### Task item
The response should be the complete listing below, unchanged.

# # # #

PR #1581, opened 2024-05-21
Workshop signup

### LINKED ISSUE #1443: Workshop signup system
To avoid queues of people outside workshop tents set up a lottery for tickets

Details in this pad: https://pads.orga.emfcamp.org/2024-workshop-signup?edit

supersedes #783

SamLR:
closes #1443 

I think this works, the state machines are a bit horrible and the data model isn't great. 

I'm sorry.

Instructions for seeing this:
The changes are visible on stand up of docker, running `./flask dev data` and then going to `/line-up`. You can trigger the lottery by running `./flask cfp lottery`. Going to `/cfp-review/lottery` will show the status of the tickets


templates/schedule/item.html
```diff
@@ -60,11 +61,55 @@ <h2>
...
+        <p>This {{ proposal.human_type }} does not have any tickets available via lottery.</p>
+      {% endif %}
+
+    {% elif SIGNUP_STATE == "issue-event-tickets" and proposal.requires_ticket and proposal.has_ticket_capacity() %}
+      {{ form.ticket_count.label() }}
+      {{ form.ticket_count(class_="form-control") }}
+      {{ form.get_ticket(class_="btn btn-primary") }}
+
+    {% elif SIGNUP_STATE == "issue-event-tickets" and proposal.requires_ticket and not proposal.has_ticket_capacity() %}
+      <p>This ticket is now full, if any slots become available they will be visible here.</p>
```
lukegb, line 98: Is ticket a typo here for {{proposal.human_type}}

apps/api/schedule.py
```diff
@@ -134,6 +135,36 @@ def put(self, event_id):
...
+            t.id: t
+            for t in EventTicket.query.filter_by(
+                state="entered-lottery", user_id=current_user.id
+            ).all()
+            if t.proposal.type == proposal_type
+        }
+
+        for new_rank, t_id in enumerate(new_order):
+            ticket = current_tickets[t_id]
+            ticket.rank = new_rank
```
lukegb, line 158: Tickets which don't exist in the JSON but do exist in the DB will not be reranked, so you can get everything to rank 0 by submitting this multiple times with one ticket at a time.

I don't think this helps you at all since you'll still only win once, though.

templates/cfp_review/lottery.html
```diff
@@ -0,0 +1,40 @@
...
+<h3>{{ type | capitalize }}</h3>
+<table class="table table-condensed table-striped">
+    <thead>
+        <tr>
+            <th>Title</th>
+            <th>Total tickets</th>
+            <th>Tickets via lottery</th>
+            <th>Lottery tickets issued</th>
+            <th>Tickets issued</th>
+            <th>Cancelled issued</th>
```
lukegb, line 22: Tickets cancelled?

apps/schedule/base.py
```diff
@@ -206,10 +278,72 @@ def item_current(year, proposal_id, slug=None):
...
+def cancel_event_ticket(ticket_id):
+    if current_user.is_anonymous:
+        return redirect(url_for("users.login", next=url_for("schedule.event_tickets")))
+
+    ticket = EventTicket.query.get_or_404(ticket_id)
+
+    if ticket.user != current_user:
+        abort(401)
+
+    ticket.cancel_and_update_ranks()
```
lukegb, line 340: Does this method exist?

apps/base/dev/tasks.py
```diff
@@ -35,6 +38,25 @@ def fake_data():
...
+            db.session.add(FeatureFlag(feature=flag, enabled=True))
+
+    signup_state = SiteState.query.filter_by(name="signup_state").one_or_none()
+    if not signup_state:
+        db.session.add(SiteState("signup_state", "issue-lottery-tickets"))
+    else:
+        signup_state.state = "issue-lottery-tickets"
+
+    db.session.commit()
+    db.session.flush()
```
marksteward, line 54: There are a few examples of this pattern. You shouldn't ever need to flush immediately after a commit, was something going wrong?

models/event_tickets.py
```diff
@@ -0,0 +1,190 @@
...
+        self.state = new_state
+        return self
+
+    def issue_codes(self):
+        # Now generate the ticket_codes
+        # These are in no way cryptographically secure etc but 1 in 308m should
+        # be low enough odds for guessing.
+        codes = []
+        for i in range(self.ticket_count):
+            codes.append("".join(choices(ascii_lowercase, k=6)))
```
marksteward, line 121: If this is going to be used, could you use something like `safechars = "2346789BCDFGHJKMPQRTVWXY` to make it less likely to make a pronounceable word?

apps/cfp/event_tickets_lottery.py
```diff
@@ -0,0 +1,126 @@
...
+                    ticket.won_lottery_and_cancel_others()
+                    winning_tickets.append(ticket)
+                    tickets_remaining -= ticket.ticket_count
+                else:
+                    ticket.lost_lottery()
+                db.session.commit()
+
+            proposal_capacities[proposal.id] = tickets_remaining
+
+    db.session.flush()
```
marksteward, line 97: This one's also redundant.

apps/cfp/event_tickets_lottery.py
```diff
@@ -0,0 +1,126 @@
...
+    winning_tickets = []
+
+    app.logger.info(f"Found {len(ticketed_proposals)} proposals to run a lottery for")
+    # Lock the lottery
+    signup = SiteState.query.get("signup_state")
+    if not signup:
+        raise Exception("'signup_state' not found.")
+
+    # This is the only state for running the lottery
+    signup.state = "run-lottery"
```
marksteward, line 61: I think this should check the state of the lottery before doing this, otherwise you risk re-entry.

apps/cfp/event_tickets_lottery.py
```diff
@@ -0,0 +1,126 @@
...
+    db.session.commit()
+    db.session.flush()
+    refresh_states()
+
+
+    max_rank = db.session.query(func.max(EventTicket.rank)).scalar() + 1
+    # Cache this locally so we're not hitting the db and not having to flush() etc.
```
marksteward, line 68: Ahh just saw this. `flush` doesn't mean reload from the DB, that's [`expire_all`](https://docs.sqlalchemy.org/en/20/orm/session_api.html#sqlalchemy.orm.Session.expire_all). `flush` does the opposite - it sends pending changes to the DB as SQL, so you can be sure that rows are locked by things like `update` from that point on, and can't be changed from under you. Might need to re-read this now.

marksteward: And you shouldn't really ever need to call `expire_all` fwiw

apps/cfp/event_tickets_lottery.py
```diff
@@ -0,0 +1,126 @@
...
+                continue
+
+            for ticket in tickets_for_round:
+                if ticket.ticket_count < tickets_remaining:
+                    ticket.won_lottery_and_cancel_others()
+                    winning_tickets.append(ticket)
+                    tickets_remaining -= ticket.ticket_count
+                else:
+                    ticket.lost_lottery()
+                db.session.commit()
```
marksteward, line 93: I think it'll be better to not call `.commit` in either of these places. It's preferable to have all these changes go through in a single transaction, so they either all work or none of them. As a bonus we get a single transaction in the `transaction` table that ties all the changes together.

There's still the potential for some inconsistency if someone's resubmitting their tickets all the time, and the locking we gain from that actually helps prevent raciness.

marksteward: The major effect here (other than a likely big speedup) is that we eventually end up loading all active tickets into memory. That might be quite a bit, so I want to run a sanity check on it.

apps/cfp/event_tickets_lottery.py
```diff
@@ -94,13 +96,11 @@ def run_lottery(ticketed_proposals):
...
             proposal_capacities[proposal.id] = tickets_remaining
 
-    db.session.flush()
     app.logger.info(
         f"Issued {len(winning_tickets)} winning tickets over {lottery_round} rounds"
     )
 
     signup.state = "pending-tickets"
-    db.session.commit()
     db.session.flush()
```
marksteward, line 104: Sorry, this one *should* be a commit.

SamLR: good catch :)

# # # #

### Response area
PR #1581, opened 2024-05-21
Workshop signup

### LINKED ISSUE #1443: Workshop signup system
To avoid queues of people outside workshop tents set up a lottery for tickets

Details in this pad: https://pads.orga.emfcamp.org/2024-workshop-signup?edit

supersedes #783

SamLR:
closes #1443 

I think this works, the state machines are a bit horrible and the data model isn't great. 

I'm sorry.

Instructions for seeing this:
The changes are visible on stand up of docker, running `./flask dev data` and then going to `/line-up`. You can trigger the lottery by running `./flask cfp lottery`. Going to `/cfp-review/lottery` will show the status of the tickets


templates/schedule/item.html
```diff
@@ -60,11 +61,55 @@ <h2>
...
+        <p>This {{ proposal.human_type }} does not have any tickets available via lottery.</p>
+      {% endif %}
+
+    {% elif SIGNUP_STATE == "issue-event-tickets" and proposal.requires_ticket and proposal.has_ticket_capacity() %}
+      {{ form.ticket_count.label() }}
+      {{ form.ticket_count(class_="form-control") }}
+      {{ form.get_ticket(class_="btn btn-primary") }}
+
+    {% elif SIGNUP_STATE == "issue-event-tickets" and proposal.requires_ticket and not proposal.has_ticket_capacity() %}
+      <p>This ticket is now full, if any slots become available they will be visible here.</p>
```
lukegb, line 98: Is ticket a typo here for {{proposal.human_type}}

apps/api/schedule.py
```diff
@@ -134,6 +135,36 @@ def put(self, event_id):
...
+            t.id: t
+            for t in EventTicket.query.filter_by(
+                state="entered-lottery", user_id=current_user.id
+            ).all()
+            if t.proposal.type == proposal_type
+        }
+
+        for new_rank, t_id in enumerate(new_order):
+            ticket = current_tickets[t_id]
+            ticket.rank = new_rank
```
lukegb, line 158: Tickets which don't exist in the JSON but do exist in the DB will not be reranked, so you can get everything to rank 0 by submitting this multiple times with one ticket at a time.

I don't think this helps you at all since you'll still only win once, though.

templates/cfp_review/lottery.html
```diff
@@ -0,0 +1,40 @@
...
+<h3>{{ type | capitalize }}</h3>
+<table class="table table-condensed table-striped">
+    <thead>
+        <tr>
+            <th>Title</th>
+            <th>Total tickets</th>
+            <th>Tickets via lottery</th>
+            <th>Lottery tickets issued</th>
+            <th>Tickets issued</th>
+            <th>Cancelled issued</th>
```
lukegb, line 22: Tickets cancelled?

apps/schedule/base.py
```diff
@@ -206,10 +278,72 @@ def item_current(year, proposal_id, slug=None):
...
+def cancel_event_ticket(ticket_id):
+    if current_user.is_anonymous:
+        return redirect(url_for("users.login", next=url_for("schedule.event_tickets")))
+
+    ticket = EventTicket.query.get_or_404(ticket_id)
+
+    if ticket.user != current_user:
+        abort(401)
+
+    ticket.cancel_and_update_ranks()
```
lukegb, line 340: Does this method exist?

apps/base/dev/tasks.py
```diff
@@ -35,6 +38,25 @@ def fake_data():
...
+            db.session.add(FeatureFlag(feature=flag, enabled=True))
+
+    signup_state = SiteState.query.filter_by(name="signup_state").one_or_none()
+    if not signup_state:
+        db.session.add(SiteState("signup_state", "issue-lottery-tickets"))
+    else:
+        signup_state.state = "issue-lottery-tickets"
+
+    db.session.commit()
+    db.session.flush()
```
marksteward, line 54: There are a few examples of this pattern. You shouldn't ever need to flush immediately after a commit, was something going wrong?

models/event_tickets.py
```diff
@@ -0,0 +1,190 @@
...
+        self.state = new_state
+        return self
+
+    def issue_codes(self):
+        # Now generate the ticket_codes
+        # These are in no way cryptographically secure etc but 1 in 308m should
+        # be low enough odds for guessing.
+        codes = []
+        for i in range(self.ticket_count):
+            codes.append("".join(choices(ascii_lowercase, k=6)))
```
marksteward, line 121: If this is going to be used, could you use something like `safechars = "2346789BCDFGHJKMPQRTVWXY` to make it less likely to make a pronounceable word?

apps/cfp/event_tickets_lottery.py
```diff
@@ -0,0 +1,126 @@
...
+                    ticket.won_lottery_and_cancel_others()
+                    winning_tickets.append(ticket)
+                    tickets_remaining -= ticket.ticket_count
+                else:
+                    ticket.lost_lottery()
+                db.session.commit()
+
+            proposal_capacities[proposal.id] = tickets_remaining
+
+    db.session.flush()
```
marksteward, line 97: This one's also redundant.

apps/cfp/event_tickets_lottery.py
```diff
@@ -0,0 +1,126 @@
...
+    winning_tickets = []
+
+    app.logger.info(f"Found {len(ticketed_proposals)} proposals to run a lottery for")
+    # Lock the lottery
+    signup = SiteState.query.get("signup_state")
+    if not signup:
+        raise Exception("'signup_state' not found.")
+
+    # This is the only state for running the lottery
+    signup.state = "run-lottery"
```
marksteward, line 61: I think this should check the state of the lottery before doing this, otherwise you risk re-entry.

apps/cfp/event_tickets_lottery.py
```diff
@@ -0,0 +1,126 @@
...
+    db.session.commit()
+    db.session.flush()
+    refresh_states()
+
+
+    max_rank = db.session.query(func.max(EventTicket.rank)).scalar() + 1
+    # Cache this locally so we're not hitting the db and not having to flush() etc.
```
marksteward, line 68: Ahh just saw this. `flush` doesn't mean reload from the DB, that's [`expire_all`](https://docs.sqlalchemy.org/en/20/orm/session_api.html#sqlalchemy.orm.Session.expire_all). `flush` does the opposite - it sends pending changes to the DB as SQL, so you can be sure that rows are locked by things like `update` from that point on, and can't be changed from under you. Might need to re-read this now.

marksteward: And you shouldn't really ever need to call `expire_all` fwiw

apps/cfp/event_tickets_lottery.py
```diff
@@ -0,0 +1,126 @@
...
+                continue
+
+            for ticket in tickets_for_round:
+                if ticket.ticket_count < tickets_remaining:
+                    ticket.won_lottery_and_cancel_others()
+                    winning_tickets.append(ticket)
+                    tickets_remaining -= ticket.ticket_count
+                else:
+                    ticket.lost_lottery()
+                db.session.commit()
```
marksteward, line 93: I think it'll be better to not call `.commit` in either of these places. It's preferable to have all these changes go through in a single transaction, so they either all work or none of them. As a bonus we get a single transaction in the `transaction` table that ties all the changes together.

There's still the potential for some inconsistency if someone's resubmitting their tickets all the time, and the locking we gain from that actually helps prevent raciness.

marksteward: The major effect here (other than a likely big speedup) is that we eventually end up loading all active tickets into memory. That might be quite a bit, so I want to run a sanity check on it.

apps/cfp/event_tickets_lottery.py
```diff
@@ -94,13 +96,11 @@ def run_lottery(ticketed_proposals):
...
             proposal_capacities[proposal.id] = tickets_remaining
 
-    db.session.flush()
     app.logger.info(
         f"Issued {len(winning_tickets)} winning tickets over {lottery_round} rounds"
     )
 
     signup.state = "pending-tickets"
-    db.session.commit()
     db.session.flush()
```
marksteward, line 104: Sorry, this one *should* be a commit.

SamLR: good catch :)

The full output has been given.